Published 10th March 2024, 20:32

    THE last time I tackled Beinn Odhar things didn't quite pan out as I had planned.

    My relief at having reached the summit cairn after the short but relentlessly steep ascent on a beautiful icy February morning was soon tempered by the realisation that I had left my crampons in the car.

    Suddenly any hope of doing all five Corbetts in this unique ring above Tyndrum looked like a mission impossible. Although the slopes I had climbed were soft and trouble-free, the same couldn't be said for the ones on the opposite flank. Now I was faced with trying to pick my way down through wide swathes of solid ice.

    The next hour or so was spent bum-sliding and relying on the ice axe as a brake but the prospect of doing this for another four big hills didn't appeal. I bailed out after the third summit, Cam Chreag, a wise move especially after a particularly painful blow to the tail bone.

    I was back on Beinn Odhar last weekend but despite being exactly the same time of year as that first visit, crisp and clear conditions had been replaced by unseasonably warmer temps, it was soggy underfoot and the high tops were mostly in hiding with drizzle blowing through.

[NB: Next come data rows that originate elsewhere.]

PR #371, opened 2019-01-24
Labeled pattern intersects with predicted #253

### LINKED ISSUE #253: Labeled pattern intersects with predicted
On pic you can see which one was selected and detected
image

I think predictor should not detect something which is not labeled.
Btw, if predictor DOES NOT predict it, then it is a BAD predictor. In this case we should write to log that predictor can`t detect something which is labeled.

amper43:
fixes #253

### DIFF
--- a/server/src/models/segment_model.ts
+++ b/server/src/models/segment_model.ts
@@ -96,9 +96,14 @@ export async function findMany(id: AnalyticUnitId, query: FindManyQuery): Promis
 }
 
 export async function insertSegments(segments: Segment[]) {
+  let analyticUnitId: AnalyticUnitId = segments[0].analyticUnitId
   let segmentIdsToRemove: SegmentId[] = [];
   let segmentsToInsert: Segment[] = [];
-  let learningSegments: Segment[] = await db.findMany({labeled: true, deleted: false});
+  let learningSegments: Segment[] = await db.findMany({
+    analyticUnitId: analyticUnitId,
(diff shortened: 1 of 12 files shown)


server/src/models/segment_model.ts
```diff
@@ -96,11 +96,22 @@ export async function findMany(id: AnalyticUnitId, query: FindManyQuery): Promis
 }
 
 export async function insertSegments(segments: Segment[]) {
+  let analyticUnitId: AnalyticUnitId = segments[0].analyticUnitId
```
rozetko:
```suggestion
  let analyticUnitId: AnalyticUnitId = segments[0].analyticUnitId;
```

server/src/models/segment_model.ts
```diff
@@ -96,11 +96,22 @@ export async function findMany(id: AnalyticUnitId, query: FindManyQuery): Promis
...
   let segmentIdsToRemove: SegmentId[] = [];
   let segmentsToInsert: Segment[] = [];
+  let learningSegments: Segment[] = await db.findMany({
+    analyticUnitId,
+    labeled: true,
+    deleted: false
+  });
   for(let segment of segments) {
+    let intersectedLearning = learningSegments.filter(s => segment.from <= s.to && segment.to >= s.from);
```
rozetko: Maybe it would be better to call them `intersectedLabeled`?

PR #396, opened 2019-02-05
No data threshold #370

### LINKED ISSUE #370: No data threshold
Check value for `None`
https://github.com/hastic/hastic-grafana-app/issues/134

rozetko:
Closes #370

### DIFF
--- a/analytics/analytics/detectors/threshold_detector.py
+++ b/analytics/analytics/detectors/threshold_detector.py
@@ -28,15 +28,25 @@ class ThresholdDetector(Detector):
         value = cache['value']
         condition = cache['condition']
 
+        now = int(time()) * 1000
+        segment = ({'from': now, 'to': now})
+        segments = []
+
         dataframe_without_nans = dataframe.dropna()
         if len(dataframe_without_nans) == 0:
-            return dict()
+            if condition == 'No data':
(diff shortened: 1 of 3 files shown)


analytics/analytics/detectors/threshold_detector.py
```diff
@@ -28,15 +28,25 @@ def detect(self, dataframe: pd.DataFrame, cache: Optional[ModelCache]) -> dict:
         value = cache['value']
         condition = cache['condition']
 
+        now = int(time()) * 1000
```
jonyrock: dont like this `... * 1000` thing. Can we make a functoin in utils for this?

server/src/models/threshold_model.ts
```diff
@@ -12,7 +12,8 @@ export enum Condition {
   ABOVE_OR_EQUAL = '>=',
   EQUAL = '=',
   LESS_OR_EQUAL = '<=',
-  LESS = '<'
+  LESS = '<',
+  NO_DATA = 'No data'
```
jonyrock:
```suggestion
  NO_DATA = 'NO_DATA'
```
similar to https://github.com/hastic/hastic-server/blob/master/server/src/models/analytics_task_model.ts#L10

PR #402, opened 2019-02-08
Fix wait for full bucket

amper43:


jonyrock:
@amper43 may I ask you to add a test for this bugfix

analytics/analytics/detectors/pattern_detector.py
```diff
@@ -65,14 +65,18 @@ def detect(self, dataframe: pd.DataFrame, cache: Optional[models.ModelCache]) ->
...
 
+        res = self.detect(self.bucket.data, cache)
         if len(self.bucket.data) >= self.window_size and cache != None:
-            res = self.detect(self.bucket.data, cache)
             excess_data = len(self.bucket.data) - self.max_window_size
             self.bucket.drop_data(excess_data)
-            return res
         
-        return None
+        return res if res else None
```
VargBurz: lets use basic if/else construction, cuz its hard to read..

amper43:
@jonyrock  this is not a bug, just avoiding waiting of full bucket and try run detect with available points instead.

analytics/analytics/detectors/pattern_detector.py
jonyrock:
```suggestion
        if res:
                return res
        else:
                None
```

amper43: @VargBurz  fixed

PR #409, opened 2019-02-12
Config linux source map path overrides

amper43:
just config fixes for linux


jonyrock:
Ok, it is for .vscode debugging

PR #605, opened 2019-07-06
Replace theme with alabaster.

ashwineaso:
1. Replaced the documentation theme with alabaster


ashwineaso:
I was thinking of updating the docs to look similar to https://2.python-requests.org/en/master/. Please advice on what to include in this PR.

jadchaar:
The Alabaster theme is adapted from Kenneth Reitz's Requests theme, so it should be fine as is. Let me take a look at your PR.

docs/_themes/.gitignore
```diff
@@ -0,0 +1,3 @@
+*.pyc
```
jadchaar: This is fine, but these ignores are already included in the base directory's `.gitignore` file.

docs/conf.py
```diff
@@ -1,64 +1,250 @@
...
 
-html_theme = "f6"
-html_theme_path = ["_themes"]
+# Theme options are theme-specific and customize the look and feel of a theme
+# further.  For a list of options available for each theme, see the
+# documentation.
+#
+html_theme_options = {
+    "show_powered_by": False,
+    "github_user": "arrow",
```
jadchaar: This should probably be `crsmithdev`.

docs/index.rst
```diff
@@ -1,3 +1,8 @@
+.. arrow documentation master file, created by
```
jadchaar: Let's remove this comment to keep this file clean :).

docs/conf.py
ashwineaso: Yes. Sorry about that.

docs/index.rst
ashwineaso: Done.

ashwineaso:
Made all the changes you suggested. And cleaned up the mess, I hope. Please review once more.

jadchaar:
Looks good to me. Thanks for the contribution @ashwineaso 🎉!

    The route was also different, an approach by the old St Fillans Priory then up on to Beinn Chaorach and over to Beinn Odhar, partly driven by the desire for a change of scenery but also taking into account our time restraints. No one was thinking about a five-hill circuit. Once again, however, things didn't quite go to plan.

    As we neared the final rise of the long steady pull up the grassy slopes of Beinn Chaorach I stopped to adjust layers – then found I simply couldn't get going again. Every step became a struggle. It seemed my energy levels had sprung a leak during that short pause. The trig pillar was a welcome sight, and a chance to reboot. 

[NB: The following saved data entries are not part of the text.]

PR #608, opened 2019-07-09
Added table of contents, added badges to docs, and general docs cleanup

jadchaar:
This is a followup PR to the recent conversion to the Alabster theme to add a couple of features and do some general cleanup.

Closes: https://github.com/crsmithdev/arrow/issues/593


jadchaar:
@systemcatch I changed the `__version__` string extraction method to match [what requests does](https://github.com/kennethreitz/requests/blob/master/setup.py#L60). It helps us to allow for changing the version only in one place, `_version.py`, rather than in `__init__.py` and in `docs/conf.py`. The issue we saw in `0.14.0` should not be present here since we are not importing `__init__.py`.

systemcatch:
Hey @jadchaar, I'm pretty busy until Thursday evening but should have a chance to look at this after then.

docs/index.rst
```diff
@@ -1,90 +1,17 @@
...
-    >>> local
-    <Arrow [2013-05-11T13:23:58.970460-07:00]>
-
-    >>> arrow.get('2013-05-11T21:23:58.970460+00:00')
-    <Arrow [2013-05-11T21:23:58.970460+00:00]>
+Release v\ |release|. (`Installation`_)
 
-    >>> local.timestamp
-    1368303838
+.. include:: ../README.rst
```
systemcatch: Ah good idea, reducing duplication between the readme and docs.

    The deep descent to the col was enlivened by the slow-motion machinations of the cloud at the top of the glen which provided tantalising glimpses of Beinn Dorain and Beinn a' Chaisteil. It also cleared enough for a spell to reveal Beinn Odhar in all its glory – if I had forgotten just how brutally steep these hills were, this was a timely reminder. 

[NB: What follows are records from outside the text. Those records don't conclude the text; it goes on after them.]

Issue #607, opened 2019-07-08
"a" token for am/pm is not being processed in get() when using Spanish locale


NestorTejero:
I have been parsing some dates in Spanish and found out that the [`a` token](https://arrow.readthedocs.io/en/latest/#tokens) for am/pm does not get applied with the locale `es`.

See for example this date in English. It gets parsed properly by doing 8 pm -> 20 h.

```
>>> arrow.get('June 30, 2019 - 08:00 pm', "MMMM DD, YYYY - hh:mm a")                                          
<Arrow [2019-06-30T20:00:00+00:00]>
```

However, in Spanish it does not work:

```
>>> arrow.get('Junio 30, 2019 - 08:00 pm', "MMMM DD, YYYY - hh:mm a", locale="es")                            
<Arrow [2019-06-30T08:00:00+00:00]>
```

In fact, anything can be put in the `a` token!

```
>>> arrow.get('Junio 30, 2019 - 08:00 pasdfasdfm', "MMMM DD, YYYY - hh:mm a", locale="es")                    
<Arrow [2019-06-30T08:00:00+00:00]>
```

systemcatch:
Hi @NestorTejero thanks for reporting this, I can reproduce it on the master branch.

From a quick glance at https://github.com/crsmithdev/arrow/blob/master/arrow/locales.py#L359 it looks like the Spanish locale is inheriting the `meridians` class variable from the base locale, meaning they are blank.

jadchaar:
@systemcatch would this be fixed by simply getting translations for `meridians = {"am": "", "pm": "", "AM": "", "PM": ""}`?

systemcatch:
@jadchaar yup that would fix it, I'll do a PR.

jadchaar:
This has been fixed in: https://github.com/crsmithdev/arrow/pull/610. This change should ship with `arrow 0.14.3`.

PR #610, opened 2019-07-12
Add meridians to Spanish locale

systemcatch:
```shell
arrow.get('Junio 30, 2019 - 08:00 pm', "MMMM DD, YYYY - hh:mm a", locale="es")
<Arrow [2019-06-30T20:00:00+00:00]>
```

/cc @NestorTejero
ref #607

### DIFF
--- a/arrow/locales.py
+++ b/arrow/locales.py
@@ -376,6 +376,8 @@ class SpanishLocale(Locale):
         "years": "{0} años",
     }
 
+    meridians = {"am": "am", "pm": "pm", "AM": "AM", "PM": "PM"}
+
     month_names = [
         "",
         "enero",
--- a/tests/parser_tests.py
+++ b/tests/parser_tests.py
@@ -727,6 +727,15 @@ class DateTimeParserMeridiansTests(Chai):
             parser_.parse("2013-01-01 5 DU", "YYYY-MM-DD h A"), datetime(2013, 1, 1, 17)
         )
 
+    # regression check for https://github.com/crsmithdev/arrow/issues/607
+    def test_es_meridians(self):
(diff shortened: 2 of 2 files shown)


jadchaar:
@systemcatch looks good, but I think it is worth adding a regression test (e.g. the example in the bug report) to ensure that this bug does not occur again in the future.

Also, do these changes fix the case of being able to add anything to the `a` token (e.g. `arrow.get('Junio 30, 2019 - 08:00 pasdfasdfm', "MMMM DD, YYYY - hh:mm a", locale="es")`)? Or is this something that we need to fix with the upcoming `get` fixes?

systemcatch:
The changes seem to fix that problem.
```shell
>>> arrow.get('Junio 30, 2019 - 08:00 pasdfasdfm', "MMMM DD, YYYY - hh:mm a", locale="es")
  File "<input>", line 1, in <module>
  File "/home/chris/arrow/arrow/api.py", line 21, in get
  File "/home/chris/arrow/arrow/factory.py", line 217, in get
    dt = parser.DateTimeParser(locale).parse(args[0], args[1])
  File "/home/chris/arrow/arrow/parser.py", line 191, in parse
    fmt_pattern_re.pattern, string
arrow.parser.ParserError: Failed to match '(?P<MMMM>(enero|febrero|marzo|abril|mayo|junio|julio|agosto|septiembre|octubre|noviembre|diciembre))\ (?P<DD>\d{2}),\ (?P<YYYY>\d{4})\ \-\ (?P<hh>\d{2}):(?P<mm>\d{2})\ (?P<a>(am|pm))' when parsing 'Junio 30, 2019 - 08:00 pasdfasdfm'
```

    The initial plod uphill wasn't too bad, but about halfway up I again hit a wall. And this time it was much worse. Every muscle seemed to be rebelling against the effort: legs were leaden, neck and shoulders heavy. It was becoming hard to lift my head. Even my arms started to give up the ghost. It was time for some group therapy.

    Some of the party offered to cut short the walk and head down. But I had been through this scenario before, albeit less severe. I knew if I kept going, hard though it was, I would come out the other side. The compromise was a sharing of packs, a redistribution of weight.

    The mist had closed in again and every rise seemed to tease, but eventually we were at the highest point with its now much reduced summit cairn, the result of a tidy-up by that man of mountain measurements Alan Dawson. As far as I was concerned, normal service had been resumed and those ferocious steep slopes got us down to the West Highland Way in under an hour, a real work-out for the knees to avoid freewheeling out of control.

    It's often hard to pinpoint exactly the reasons for a bad day on the hill. It strikes once or twice a year and lack of sleep seems to be the biggest factor. I still find it easier to travel by night and have a sleep in the car rather than have to get out of bed early and then travel. 

    When going out with a group, the nights are even more restless as there's an overriding fear you will miss the rendezvous. It tends not to happen on solo outings when the only person you can let down is yourself.

    I had had some sniffles in the week leading up to the walk but they never came to much and I was fine when I set off. If I had been feeling unwell, I would have chosen an easier walk. The hidden effects of stress should never be underestimated either, and the fact I had been dealing with a family bereavement may have added to whatever else was swirling around.

    There was a slight chicken and egg factor in that I couldn't be sure if I had been coming down with something beforehand or whether the walk itself had triggered a problem.

    Or maybe it was just the muscles remembering the strains of that day on Beinn Odhar from 20 years ago better than I had.